这个时候,房门被人打开,有仆人在身后说:“先生,袁家来了电话。”
穆镜迟的手从我被子上收了回来,他看向仆人说:“袁霖醒了吗?”
仆人低头回答:“说已经醒了。”
穆镜迟没再停留,出了房间。
袁霖没有死,我那一刀没有正中他内脏,刀卡在了他骨头的位置,便被我抽了出来,但是听人说,虽是没有死,但是也危险万分,医生赶来时,看到他后背的伤口,几乎是用手抹着脑袋上的汗。
袁成军放了狠话,若是救不活他儿子,那么医生也别想活。
最后抬去医院做了六七个小时手术,身上的血窟窿这才被缝上,穆镜迟亲自打发人去了一趟医院探望袁霖。
第三天,袁成军便也亲自来了一趟穆宅,仆人请我去楼下,我也没有下楼。袁成军亲自来楼上来看我,我也没有开门,只是把自己关在屋内。
门外穆镜迟对袁成军笑着说:“这几天,她也受到惊吓,望九爷谅解。”
袁成军说:“这件事情本就是袁霖的错,那天晚上他喝了点酒,动作粗鲁些,所以才会发生这样的事情。”过了一会儿袁成军说:“不过,正好给那不成器的东西一次教训也好。”
穆镜迟说:“清野性子也野,也怪不得袁霖。”
袁成军叹了一口气说:“谁曾想,会闹成这般鸡飞狗跳。”
两人又在门口说了会话,没多久,穆镜迟便送着袁成军从门口离开了,大约二十分钟,袁成军的车从门口开着离开。

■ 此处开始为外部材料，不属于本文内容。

PR #6226, opened 2024-06-04
Add remaining performance tests to bencher

achamayou:
Ticking off some items on #6126 by moving remaining tests, memory metrics and microbenchmarks to bencher.

Also get rid of the ^ business.

### DIFF
--- a/tests/infra/basicperf.py
+++ b/tests/infra/basicperf.py
@@ -389,14 +389,14 @@ def run(args):
                         current_value = results["current_allocated_heap_size"]
                         peak_value = results["peak_allocated_heap_size"]
 
-                        # Do not upload empty metrics (virtual doesn't report memory use)
-                        if current_value != 0 and peak_value != 0:
-                            metrics.append(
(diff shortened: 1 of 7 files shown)


tests/infra/basicperf.py
```diff
@@ -389,14 +389,14 @@ def run(args):
...
-                        if current_value != 0 and peak_value != 0:
-                            metrics.append(
-                                infra.bencher.Memory(
-                                    value=current_value,
-                                    high_value=peak_value,
-                                )
-                            )
+                        bf = infra.bencher.Bencher()
+                        bf.set(
+                            f"{args.label}_mem",
```
eddyashton, line 394: I don't think we want to use a separate benchmark (the string name here) for every measure (memory)? The point of having multiple measures (Throughput, Latency, Memory...) is that we can report them under the _same_ benchmark name, when they're from the same run.

achamayou: Oh I see, will fix.

eddyashton (approved):

PR #6228, opened 2024-06-05
Avoid prefixing new endpoint modules

eddyashton:
This is pulled out of an upcoming PR, as I think it's clearer standalone.

We have a weird behaviour where we prefix all of the module names before putting them in the KV. I don't think this is necessary! I'm trying to avoid doing it for the new tables (`DynamicJSRegistry`), but we need to maintain it for the old tables (`js_generic`) for compatibility


achamayou:
As discussed, happy with this change, so long as we can apply it to both paths (i.e. make the code permissive at load time), to avoid building up differences and let us rebase js_generic eventually.

eddyashton:
I'm abandoning this PR. I was aiming to avoid any change to the old paths (such that an existing JS app upgrading to 5.0.0 continued to work without resubmission), and test that via `lts_compatibility`. That turns out to be an expensive bit of plumbing through `lts_compatibility`, which prefers to always resubmit the app. Considered other options, but ultimately not worth the effort.

We'll live with the prefixing in both old and new paths, and work out what that means for getter APIs later.

PR #224, opened 2020-07-07
Feature/folders

TheSlowGrowth:
This builds on top of #222 

As discussed earlier, with a growing library the current file tree becomes more difficult to navigate. I moved all files into corresponding subdirectories, removing the file prefix and turning it into a directory name.

I adjusted include paths and the makefile, and I hope there's not something more that I have missed.


stephenhensley:
I know this is kind of on hold pending #221 etc. but do you have any reason for using relative include paths, instead of adding the directories to the `-I` list? (e.g. `#include "per/spi.h"` vs `#include "spi.h"`)

I've seen things do it both ways, but if we wanted to put the daisy_seed, daisy_pod, etc. files in a boards folder it would make it a bit less intuitive for users to access them. So I can see why you left in them in `src/` 

Curious on your thoughts.

TheSlowGrowth:
I had removed the prefix from the file names, so `per_spi.h` became
`spi.h` and I figured it would be good to leave the prefix in the
include statement to keep the "grouping" visible.

Also, if we use `#include "spi.h"` we must add all those include paths
to the makefile and IDE settings (== work, maintainance...). A third
problem would be that we can't have two files with the same name in the
subdirectories, e.g. "per/common.h" and "dev/common.h". Not sure if we
ever need that, but we can leave that door open.

stephenhensley:
Haha, well this got just a little bit out of date. 

Should be fairly trivial, though tedious to resolve. If I have the time in the next day or so I can tackle this. Probably best to get this merged before carrying on with too much else otherwise we'll be chasing our own tails again.

TheSlowGrowth:
@stephenhensley  please take a look again

stephenhensley:
Nice! Thanks for taking the time to clean it up, I've been super busy. 

Should have time to review/merge later today.

stephenhensley:
I should be able to merge this tomorrow, and then we can carry on with everything else.

I caught a build issue while getting the Daisy Field stuff ready that was causing some adc/mux stuff to act really strangely. So I'm going to merge in those changes (mostly just Makefile stuff; should only affect the files that didn't get moved into folders), and then retest with this PR. Might be a solid spot to start keep track of version/releases as well.

stephenhensley:
Not sure how this wasn't didn't prevent the build from working before, but it seems like the lines

```Make
C_SOURCES += $(addsuffix .c, $(MODULE_DIR)/$(C_MODULES))
```

were only adding the `MODULE_DIR` var to the first entry in the list.

Fixed it by adding:

```Make
C_SOURCES += $(addsuffix .c, $(addprefix $(MODULE_DIR)/, $(C_MODULES)))
```

Already checked that the Mux ADC inputs on the Field are working expected, and am going to give a few other things a quick test and then I'll have it merged. 

Sorry again for the inconvenience with the rebasing several times.

PR #226, opened 2020-07-07
Cleaned up QSPI headers

beserge:


stephenhensley:
tested and it still works -- looks good

PR #227, opened 2020-07-09
Daisy Field Update

stephenhensley:
updated daisy field for new hardware and added to makefile. 

Still need to test on the new hardware.


stephenhensley:
This also fixes #228 but we may want to explore other solutions to the problem down the road.

Issue #229, opened 2020-07-11
Release build on Visual Studio not configured correctly


touil:
The Debug config works, but it is useless for the end users.

![image](https://user-images.githubusercontent.com/6236789/87221534-fc992280-c36c-11ea-89a0-0daf6e746aa1.png)

PR #232, opened 2020-07-13
Bug/midi fix

### LINKED ISSUE #218: MidiHandler buffers MIDI messages from UART
I was playing with the [Midi example](https://github.com/electro-smith/DaisyExamples/tree/master/pod/Midi) and hit a frustrating bug. After connecting a MIDI controller over UART (the MIDI jack on the POD), the messages were not available from the `MidiHandler` immediately but needed to get "pushed", i.e. a NoteOn was only getting processed after its NoteOff was sent by the controller.

I think that the delay is caused by the size of DMA buffer set at https://github.com/electro-smith/libDaisy/blob/72827e1b9f3f75031f5320ec5c8ee8a78ba95c78/src/hid_midi.cpp#L34 The only callback that `hid_midi.cpp` sets is triggered when the transfer is complete, and the regular MIDI messages have 2 and 3 bytes only. I think that this means a single message sits in the buffer until full 6 bytes are received.

Adjusting the DMA buffer size from 6 to 1 solves my problem and the MIDI messages are now available to my program immediately. I suspect that it's introducing a risk of losing incoming data and the correct approach would be to rely on the `HAL_UART_RxHalfCpltCallback` callback while setting the data transfer to 2 or 3 bytes but I'm not knowledgeable enough.

stephenhensley:
Fixes #218 

The incoming byte size is now set to 1

In case of overrun, or other errors UART will still disable itself, and will need to be rechecked.

This is built into the MidiHandler for now, but should probably move down into the UART guts.

### DIFF
--- a/libdaisy-Debug.vgdbsettings
+++ b/libdaisy-Debug.vgdbsettings
@@ -23,7 +23,6 @@
     <ProjectFile>libdaisy.vcxproj</ProjectFile>
     <RemoteBuildEnvironment>
       <Records />
-      <EnvironmentSetupFiles />
     </RemoteBuildEnvironment>
     <ParallelJobCount>1</ParallelJobCount>
     <SuppressDirectoryChangeMessages>true</SuppressDirectoryChangeMessages>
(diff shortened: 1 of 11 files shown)


stephenhensley:
As mentioned in commit, this also fixes #229 by providing a working Release VGDB configuration for libdaisy.

PR #240, opened 2020-07-28
Adds interleaved and multi-channel callback support to all boards

beserge:


src/daisy_patch.cpp
```diff
@@ -61,6 +61,14 @@ void DaisyPatch::SetAudioBlockSize(size_t size)
     dsy_audio_set_blocksize(DSY_AUDIO_INTERNAL, block_size_);
     dsy_audio_set_blocksize(DSY_AUDIO_EXTERNAL, block_size_);
 }
+
+void DaisyPatch::StartAudio(dsy_audio_callback cb)
+{
+    dsy_audio_set_callback(DSY_AUDIO_INTERNAL, cb);
+    dsy_audio_start(DSY_AUDIO_INTERNAL);
+    dsy_audio_start(DSY_AUDIO_EXTERNAL);
+}
```
stephenhensley, line 70: did you test this one? It might be a little weird since the callback would be getting called twice (once per codec). 

I don't think the patch should support quad-interleaved. If interleaved should be there at all, it should probably be stereo only, or have two callback arguments.

PR #243, opened 2020-08-06
Skip PDF generation on development builds to save time

TheSlowGrowth:
In CI builds on feature branches, no docs are deployed (DEPLOY_DOCS env var is not set to 1).
Hence, the whole PDF doesn't actually need to be built.
Hence, latex & fonts don't even have to be installed.

This PR fixes that, reducing build time A LOT.


stephenhensley:
Totally makes sense. Looks good

Issue #237, opened 2020-07-27
CD4021 Input Shift Register doesn't like optimization


stephenhensley:
I'm guessing its optimizing out one of the loops or moving some of the GPIO stuff around. Because pushing one button reads in all of them. Setting to `-O1` or `-O0` both work, but `-O2` and above do not.

Should be able to put a dsb or something there to make sure it does everything before moving on.

stephenhensley:
Just a note in case my changes get lost in the mess of PRs I'm about to merge before addressing this directly, but there was no delay between the clock strobe on the back end of the for loop for each data bit. This was either getting optimized out, or it was just going high for so little time that it `wasn't long for the 4021 to catch.

Here's the functional update function:

```C++
// 3000 = 15us max clock/rise/fall time
static const uint32_t kGpioDelayAmt = 1; // in ticks @ 200MHz
void dsy_sr_4021_update(dsy_sr_4021_handle *sr)
{
    uint8_t idx;
    // Strobe CS Pin
    dsy_gpio_write(&sr->clk, 0);
    dsy_gpio_write(&sr->cs, 1);
    dsy_tim_delay_tick(kGpioDelayAmt);
    dsy_gpio_write(&sr->cs, 0);
    // Clock through data.
    for(uint8_t i = 0; i < 8 * sr->num_daisychained; i++)
    {
        // Grab data from each parallel data pin.
        dsy_gpio_write(&sr->clk, 0);
        dsy_tim_delay_tick(kGpioDelayAmt);
        for(uint8_t j = 0; j < sr->num_parallel; j++)
        {
            idx = (8 * sr->num_daisychained - 1) - i;
            idx += (8 * sr->num_daisychained * j);
            sr->states[idx] = dsy_gpio_read(&sr->data[j]);
        }
        dsy_gpio_write(&sr->clk, 1);
        dsy_tim_delay_tick(kGpioDelayAmt);
    }
}
```

stephenhensley:
this was resolved in #244

PR #244, opened 2020-08-12
Pre folder fixes

stephenhensley:
Primary purpose of this PR is to resolve drastic differences between the VisualGDB build and the Make build. Now the release binaries produced by both are the same size, and function the same way.

What made this necessary was very strange behavior when using a Mux for ADCs on the Daisy Field. (channels 7 and 8 worked fine, but they others were partial garbage data most of the time..). Building from VGDB acted as expected. 

There were a few duplicate .o files being added in the libdaisy.a, which seemed like the issue, but resolving that did not fix the problem.

Weirdly, running Make's sort on the `OBJECT` list did resolve the issue (as far as I know, the order of the .o files shouldn't change the behavior, but this should be investigated further still)

the new core of the Make recipe looks like:

```Make
#######################################
# build the application
#######################################

# list of C program objects
OBJECTS = $(addprefix $(BUILD_DIR)/,$(notdir $(C_SOURCES:.c=.o)))
vpath %.c $(sort $(dir $(C_SOURCES)))
# list of CPP program objects
OBJECTS += $(addprefix $(BUILD_DIR)/,$(notdir $(CPP_SOURCES:.cpp=.o)))
vpath %.cpp $(sort $(dir $(CPP_SOURCES)))
# list of ASM program objects
OBJECTS += $(addprefix $(BUILD_DIR)/,$(notdir $(ASM_SOURCES:.s=.o)))
vpath %.s $(sort $(dir $(ASM_SOURCES)))

# Prunes duplicates, and orders lexically (for archive build)
SORTED_OBJECTS = $(sort $(OBJECTS))

$(BUILD_DIR)/%.o: %.c Makefile | $(BUILD_DIR)
	$(CC) $(CFLAGS) $(C_STANDARD) -c $< -o $@ -MD -MP -MF $(BUILD_DIR)/$(notdir $(<:.c=.dep))

$(BUILD_DIR)/%.o: %.cpp Makefile | $(BUILD_DIR)
	$(CXX) $(CPPFLAGS) $(CPP_STANDARD) -c $< -o $@ -MD -MP -MF $(BUILD_DIR)/$(notdir $(<:.cpp=.dep))

$(BUILD_DIR)/%.o: %.s Makefile | $(BUILD_DIR)
	$(AS) -c $(CFLAGS) $< -o $@ -MD -MP -MF $(BUILD_DIR)/$(notdir $(<:.s =.dep))

$(BUILD_DIR)/$(TARGET).a: $(SORTED_OBJECTS) Makefile
	$(AR) -r $@ $(SORTED_OBJECTS)

```

accidentally added the sr_4021 fix for (#237) which will probably cause a conflict in #224, but it'll only be that one file. 

I also added C_STANDARD and CPP_STANDARD flags to the build so that we're not just leaving it to the compiler's default anymore.

I have them set to C++14 and C11 for now. C++17 caused a lot of `register` warnings when compiling HAL.


stephenhensley:
one other thing, I added the entire HAL to the libdaisy.a since there was no clear line of what was or wasn't included.

This does increase the build size/time of the .a file, and we could probably trim certain things out, but I was mostly just trying to make the Make build consistent with the VisualGDB build (which also builds all of the HAL files)

stephenhensley:
Also just documenting the other changes in case we're looking for stuff later:

- Daisy Field fixes for proper knob order, and a few missing functions, etc.
- switched to a different startup file written in C (same as the one used by VisualGDB)

Issue #238, opened 2020-07-27
Excess time spent in AudioCallback causes dropped MIDI bytes


hammondeggs:
Currently, if you spend too much time in your AudioCallback routine, the MIDI UART handler will occasionally drop bytes.

You can reproduce this with the existing Daisy Pod Midi example by having the CPU perform 'busy work' (for example a large FIR or other dummy calculations if you like) during the callback.

For now, I am using a temporary workaround where I simply play a buffer in the audio callback and build this buffer outside any interrupts / DMA transfers as needed. This of course isn't ideal, but it does work, and barely uses any CPU time. 

(For what it's worth I had a look at libdaisy and tried inverting the DMA priority of the UART DMA and the audio DMA but no luck).

stephenhensley:
Good to know! 

I want to look into the UART peripheral and how it interfaces with the DMA a bit more, because it would be ideal to set it up to be able to fill a fairly large FIFO, and still be able to be read with as few as 1 or 2 bytes. 

Right now the hardware is trying to throw an interrupt for every byte received so that it can fill a software FIFO without stalling when there isn't a full buffer.

This will be happening along with some other MIDI-related stuff over the next week or so.

stephenhensley:
I'm going to address this in #250 as well as the running status fix. 

I have a mostly fixed system in place that augments the DMA use to read up to 256 bytes, and uses the IDLE line interrupt to trigger the buffer copy (this interrupt is fired when there is no activity on the bus for the 1 byte-period). 

I'm currently testing, and cleaning up, but it's working very reliably.

stephenhensley:
This was fixed in #250

andrewikenberry:
![](https://github.trello.services/images/mini-trello-icon.png) [Flexible SPI interface (all configurations for Rx and Tx)](https://trello.com/c/tSEWp74r/16-flexible-spi-interface-all-configurations-for-rx-and-tx)

PR #250, opened 2020-09-04
added running status support to MIDI

### LINKED ISSUE #239: MIDI does not appear to support Running Status / NoteOff via NoteOn
I know the MIDI implementation is currently incomplete however I will note a few things anyway in case they are helpful.

Currently, the MIDI implementation appears to require the full 3 byte Status, msg, msg format. E.g. NoteOn, NoteNum, Velocity etc.

To save time, MIDI supports something called "Running Status" where you can send a single NoteOn message followed by pairs of bytes for Note Num / Velocity - allowing you in this example to send multiple note ons (*and possibly note offs as well explained later).

Note as well, that a NoteOn message with a velocity of "`0x00`" is actually processed as a NoteOff (with a velocity of zero). This also means that during a running status message you can have both note ons and note offs.

For example:

`0x90 3C 4A 3D 00 3E 4A`

3 messages are present here in this one group: 
`0x90` - Note On, Channel 1
`0x3C` - Note Num for note on
`0x4A` - Velocity for this note on
`0x3D` - Next Note num (still using `0x90` status)
`0x00` - Velocity is 00 - this should be treated exactly the same as `0x80 0x3D 0x00`
`0x3E`- Next Note num (still using `0x90` status)
`0x4A` - velocity for this note num.

Etc.

stephenhensley:
This should fix #239 

Most of my hardware doesn't seem to use running status, but I was able to find an older oxygen8 that I couldn't reliably use with the MIDI examples before this update, and was actually using the running status feature. 

Testing from a few sources this seems to fix a lot of the 'dropped note' issues. However, I am still finding that if too much time is spent in the audio callback this will cause UART to miss new data coming in. So I'll reopen the issue discussing that problem as we'll probably we want to flesh out thata implementation a bit more to prevent issues like these.

### DIFF
--- a/fix_style.sh
+++ b/fix_style.sh
@@ -2,7 +2,7 @@
 # Uses clang-format-10.0.0
 #TODO:
 # - fix all the hard-coding
-STARTDIR='./src/'
+STARTDIR='./src/**'
 find $STARTDIR -iname '*.h' -type f -exec sed -i 's/\t/    /g' {} +
 find $STARTDIR -iname '*.cpp' -type f -exec sed -i 's/\t/    /g' {} +
 clang-format -i $STARTDIR/*.cpp $STARTDIR/*.c $STARTDIR/*.h
--- a/libdaisy.vcxproj
+++ b/libdaisy.vcxproj
@@ -72,7 +72,7 @@
   </ItemDefinitionGroup>
   <ItemDefinitionGroup Condition="'$(Configuration)|$(Platform)'=='Release|VisualGDB'">
     <ClCompile>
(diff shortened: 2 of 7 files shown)


stephenhensley:
With UART DMA changes, added this also resolves #238

stephenhensley:
Also worth mentioning here that the Rx Callback in UART will copy the FIFO to a new buffer that is accessed by the `PopRx()`, `Flush()`, etc. functions. 

I did test this with direct access to the buffer that the DMA is writing to, and it works. Since the memory/time saving seems negligible (less than 300 bytes of RAM, and less than 200 bytes of flash) I left it buffered to prevent any read while write issues that could happen when processing the buffer. There is, however, a macro to enable/disable this in uart.cpp if desired.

周妈来了我房间,见我正坐在窗户口发呆,便笑着问:“小姐要去楼下走一走吗?”
我才动了动,侧脸看向周妈,想了想,便说了个好字。
周妈见我终于肯下楼了,便替我披了件衣服,我走到楼下时。穆镜迟正好在客厅和管家说着什么,正好听见周管家和穆镜迟说:“小姐性子太烈了,夫妻间这种事情,本就是正常的,谁知道,为了这种小事,竟然把袁霖扎了个半死,袁成军现在是有火都不能发,看他刚才还客客气气的模样,要换做是别人,估计小姐已经死了千百次了。”周管家话停了停,又说了句:“您还是得管管,不然谁都没办法保证以后会是怎样。”
穆镜迟脸上却并没有生气的迹象,嘴角反而带着丝笑说:“她性子我是知道的,烈是烈了点,但也吃不了亏。”
周管家说:“您怎么一点也不生气?闹出这么大事,把袁太太都吓到差点熄了气儿。”
穆镜迟顺口问了句:“我为什么要生气?”不过刚问出来,他似乎觉得有什么不妥,神色一顿,又笑着说:“好了,之后我会管教的,现在还在养病中。就让她好好歇着。”
连周管家都看出他心情似乎挺不错,他说:“今天好像是您这么久以来,心情最好的一天了。”
穆镜迟低眸饮了口茶,反问了一句:“是吗?”
周管家不再说话,从穆镜迟面前退了下去。
剩穆镜迟一个人坐在那儿。
周妈问我还要下楼吗?
我想了想,又转身进了屋,没有再下去。
晚上,我坐在镜子前梳着头发,门开了,我已经是周妈进来,便也没有管,只是漫不经心的抚摸着已经长到臂弯处的长发。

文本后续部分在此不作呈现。